JOURNAL ARTICLE
RANDOMIZED CONTROLLED TRIAL

Crumple zone effect of nasal cavity and paranasal sinuses on posterior cranial fossa

Thomas S Lee, Robert Kellman, Andrew Darling
Laryngoscope 2014, 124 (10): 2241-6
24515980

OBJECTIVES/HYPOTHESIS: Examine a protective crumple zone effect of paranasal sinuses and nasal cavity on skull base fractures.

STUDY DESIGN: Randomized-control, cadaveric study.

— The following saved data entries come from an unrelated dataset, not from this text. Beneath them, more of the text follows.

PR #6271, opened 2025-10-24
[espnet3-9] Add Librispeech-100h ASR recipe

Masao-Someki:
## What did you change?

Added the following recipes

- template
- librispeech_100/asr1

---

To accelerate discussion and as the starter recipe for the espnet-3

---

## Is your PR small enough?

No, because this includes both template and actual recipe.
But I believe separating the PR for template and actual recipe makes it difficult to understand how they are connecting together.

---

## Additional Context

* #6270 (This PR includes the modification on this PR)
* #6133

### DIFF
--- a/espnet3/components/dataloader.py
+++ b/espnet3/components/dataloader.py
@@ -223,8 +223,7 @@ class DataLoaderBuilder:
         if factory_config["iter_factory"] is not None:
             # update shape files
             iter_factory_config = update_shard(
-                factory_config["iter_factory"],
-                shard_idx
+                factory_config["iter_factory"], shard_idx
             )
             return self._build_iter_factory(iter_factory_config, dataset)
         else:


Masao-Someki:
@popcornell 
Could you please review this PR, particularly the template-related parts in decode/asr.py and run.py?

I was considering two possible approaches for handling this:
1. Create a `TEMPLATE/<task>` directory, or
2. Create `decode/<task>.py`, then add the task name as an argument or config option in `decode.yaml`, and switch the decoding script in `run.py` accordingly.

I’d love to hear your thoughts on which direction makes more sense..

egs3/librispeech_100/asr/conf/default.yaml
sw005320, line 1: Do we need to prepare a common default hyperparameter?
This would be a risk that hyperparameters are distributed across multiple locations.

egs3/librispeech_100/asr1/conf/evaluate.yaml
```diff
@@ -0,0 +1,36 @@
+# Decoding configuration for LibriSpeech 100h
+defaults:
+  - default.yaml
+  - ../dataset.yaml
```
sw005320: What's this?

egs3/librispeech_100/asr1/conf/evaluate.yaml
```diff
@@ -0,0 +1,36 @@
...
+  asr_train_config: ${exp_dir}/config.yaml
+  asr_model_file: ${exp_dir}/last.ckpt
+  beam_size: 1
+  ctc_weight: 1.0
+
+
+metrics:
+  - metric:
+      _target_: template.metrics.wer.WER
+      clean_types: whisper_basic
```
sw005320: We should not use whisper filtering for the LibriSpeech WER computation.
This will reach different results from the others.
People do not do any normalization for the normal Librispeech evaluation.

egs3/librispeech_100/asr1/src/dataset.py
```diff
@@ -0,0 +1,94 @@
...
+
+
+class LibriSpeechDataset(TorchDataset):
+    """Minimal dataset for LibriSpeech prepared with ``create_dataset.py``."""
+
+    def __init__(
+        self,
+        data_dir: str | Path = "data",
+        split: str | None = None,
+        sample_rate: int = 16_000,
```
sw005320: what is `16_000`?

sw005320:
I still cannot understand why you keep
`TEMPLATE/template` direcotry.
Is it based on some well-known coding styles?
For me, this sounds redundant (and also meaningless).
But if you have some intention, please let me know.

egs3/librispeech_100/asr/run.py
sw005320, line 1: This looks good, but can you try to further minimize this?

espnet3/systems/base/bin/run.py
sw005320, line 1: What's the difference between run.py here and that in the recipe?
Would you like to prepare this at the template level?

egs3/librispeech_100/asr1/conf/evaluate.yaml
Masao-Someki: This is used to load the default or dataset configuration defined in a separate file. The dataset configuration (dataset.yaml) has already been discussed and will be separated. We can discuss how to handle default.yaml

egs3/librispeech_100/asr1/conf/evaluate.yaml
Masao-Someki: Thank you, I will fix this.

egs3/librispeech_100/asr1/src/dataset.py
Masao-Someki: Thank you, I will fix this to 16000

popcornell:
> @popcornell
> Could you please review this PR, particularly the template-related parts in decode/asr.py and run.py?
> 
> I was considering two possible approaches for handling this:
> 
> Create a TEMPLATE/<task> directory, or
> Create decode/<task>.py, then add the task name as an argument or config option in decode.yaml, and switch the decoding script in run.py accordingly.
> I’d love to hear your thoughts on which direction makes more sense..

I am thinking if it would be better to have a template for each task or not. 
Like TEMPLATE/asr/ so when other users will make a recipe for another task they can do TEMPLATE/diarization/. 

Or we keep template mostly with abstract classes (really an empty template which just describe minimal setup for a recipe) or with just one example for just one task (as you are doing now already) while following recipes on non-asr tasks will have instead to import from another recipe (e.g. i am doing a separation recipe and I will import from wsj0-2mix the inference function).  

These are basically all the options.

sw005320:
> Like TEMPLATE/asr/ so when other users will make a recipe for another task they can do TEMPLATE/diarization/.

This is exactly what we discussed and reached the same conclusion. Good to have your support.

popcornell:
Yeah I think that will be the cleanest. To have templates for all basic tasks.

egs3/librispeech_100/asr/conf/default.yaml
Masao-Someki: After merging the config file, the `default.yaml` now a symlink for the default.yaml in TEMPLATE!
I think this is okay as we have only one actual file?

egs3/librispeech_100/asr/conf/dataset.yaml
```diff
@@ -0,0 +1,34 @@
+# Dataset and dataloader configuration for LibriSpeech 100h
+dataset:
+  _target_: espnet3.data.DataOrganizer
+  train:
+    - name: train-clean-100
+      dataset:
+        _target_: src.dataset.LibriSpeechDataset
```
Emrys365, line 7: Does the current design only allow to load datasets defined under the same recipe directory (i.e., `egs3/librispeech_100/asr1/`**src/dataset.xxx**)?

Emrys365: I think it is helpful to support loading other datasets defined by other recipes, especially for conducting evaluations across domains.

Emrys365: BTW, the current configuration looks a bit redundant to me, as the same line is repeated for each subset. Is it possible to allow omitting this argument when only one `xxxDataset` is defined in `src/dataset.py`?

egs3/librispeech_100/asr/conf/dataset.yaml
```diff
@@ -0,0 +1,34 @@
...
+        split: test-other
+
+  preprocessor:
+    _target_: espnet2.train.preprocessor.CommonPreprocessor
+    train: true
+    token_type: bpe
+    token_list: ${tokenizer.save_path}/tokens.txt
+    bpemodel: ${tokenizer.save_path}/bpe.model
+    text_cleaner:
```
Emrys365, line 34: Is it OK to use an empty value for `text_cleaner`?

egs3/librispeech_100/asr/conf/dataset.yaml
```diff
@@ -0,0 +1,34 @@
...
+        _target_: src.dataset.LibriSpeechDataset
+        split: test-clean
+    - name: test-other
+      dataset:
+        _target_: src.dataset.LibriSpeechDataset
+        split: test-other
+
+  preprocessor:
+    _target_: espnet2.train.preprocessor.CommonPreprocessor
+    train: true
```
Emrys365, line 30: Will this work for the inference stage?

egs3/librispeech_100/asr/conf/evaluate.yaml
```diff
@@ -0,0 +1,43 @@
+# Decoding configuration for LibriSpeech 100h
+defaults:
+  - default.yaml
+  - dataset.yaml
+
+exp_tag: template
```
Emrys365, line 6: Better to change the name to make it more meaningful.

egs3/librispeech_100/asr/src/custom_model.py
```diff
@@ -0,0 +1,41 @@
...
+import torch.nn as nn
+
+from espnet2.bin.s2t_inference import Speech2Text
+
+
+class OWSMFinetuneModel(nn.Module):
+
+    def __init__(self):
+        super().__init__()
+        # About 30 sec
```
Emrys365, line 11: This will depend on the network connection status. Maybe removing this line or changing it to indicate the model size in MB?

egs3/librispeech_100/asr/src/custom_model.py
```diff
@@ -0,0 +1,41 @@
...
+        pretrained_model = Speech2Text.from_pretrained(
+            "espnet/owsm_v4_base_102M", lang_sym=f"<eng>", beam_size=1, device="cuda"
```
Emrys365, line 13: Is it better to allow the user to specify the beam size and device by adding arguments to `__init__`?

egs3/librispeech_100/asr/src/custom_model.py
```diff
@@ -0,0 +1,41 @@
...
+        speech,
+        speech_lengths,
+        text,
+        text_lengths,
+        text_ctc=None,
+        text_ctc_lengths=None,
+        text_prev=None,
+        text_prev_lengths=None,
+    ):
+        # OWSM (s2t_model) の forward にそのまま流す
```
Emrys365, line 29: Maybe translate it to English?

egs3/librispeech_100/asr/src/dataset.py
```diff
@@ -0,0 +1,102 @@
...
+            prepare_s2t=prepare_s2t,
+        )
+
+        data_root = Path(cfg.data_dir)
+        if not data_root.exists():
+            raise FileNotFoundError(
+                f"Dataset directory not found: {data_root.resolve().as_posix()}"
+            )
+        if cfg.split is None:
+            raise ValueError("Please specify the Hugging Face dataset split name.")
```
Emrys365, line 54:
```suggestion
            raise ValueError(
                "Please specify the Hugging Face dataset split name. "
                f"Available: {list(dataset.keys())}"
            )
```

egs3/librispeech_100/asr/src/dataset.py
```diff
@@ -0,0 +1,102 @@
...
+
+    def __len__(self) -> int:
+        return len(self.dataset)
+
+    def _build_example(self, idx: int, item: Dict) -> Dict:
+        example: Dict[str, object] = {}
+        speech_path = item.get("speech", {}).get("path")
+
+        if self.return_speech:
+            array = sf.read(speech_path)[0]
```
Emrys365, line 82: Maybe you should check the consistency of sampling rates (comparing with `self.sample_rate`) here.

egs3/librispeech_100/asr/run.sh
```diff
@@ -0,0 +1,13 @@
+#!/bin/bash
+
+source path.sh
+
+python run.py \
+    --stage all \
+    --train_config conf/tuning/train_e_branchformer.yaml \
+    --eval_config conf/evaluate.yaml \
+    \
```
Emrys365, line 9:
```suggestion
```

egs3/TEMPLATE/asr/conf/default.yaml
```diff
@@ -0,0 +1,85 @@
+num_device: 1
+num_nodes: 1
+task:
```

METHODS: In the experimental group (n = 4), the nasal cavity and bilateral sinuses of cadavers were obliterated with bone cement, whereas the control group (n = 4) had native sinus architecture. Increasing frontal, glabellar impacts were introduced. Each impact event was examined with a high-speed video camera and sphenoid sinus pressure sensor. After each impact, computed tomography scans were performed and fracture sites were analyzed.

RESULTS: The control group with intact sinuses showed statistically longer time duration, during which kinetic energy transfer occurred, and longer sphenoid wall pressure equilibrium time after an impact (P < 0.05). In the experimental group, there were statistically higher fracture incidences of clivus, petrous portion of internal carotid, occipital bone, and foramen magnum (P < 0.05). The type A pattern (n = 6) had anterior skull base failure occurring before posterior skull base failure. Type B pattern (n = 2), seen only in two experimental specimens, is marked by premature posterior skull base collapse occurring before anterior skull base failure with grossly disrupted posterior cranial fossa structures.

CONCLUSION: The presence of nasal cavity and paranasal sinuses behaves as a crumple zone to protect the cranial structures, preferentially posterior cranial fossa. Obliteration of the nasal cavity and paranasal sinuses with bone cement significantly increased structural tolerance of the anterior cranial vault to frontal, glabellar impacts at the cost of premature, posterior cranial fossa failure.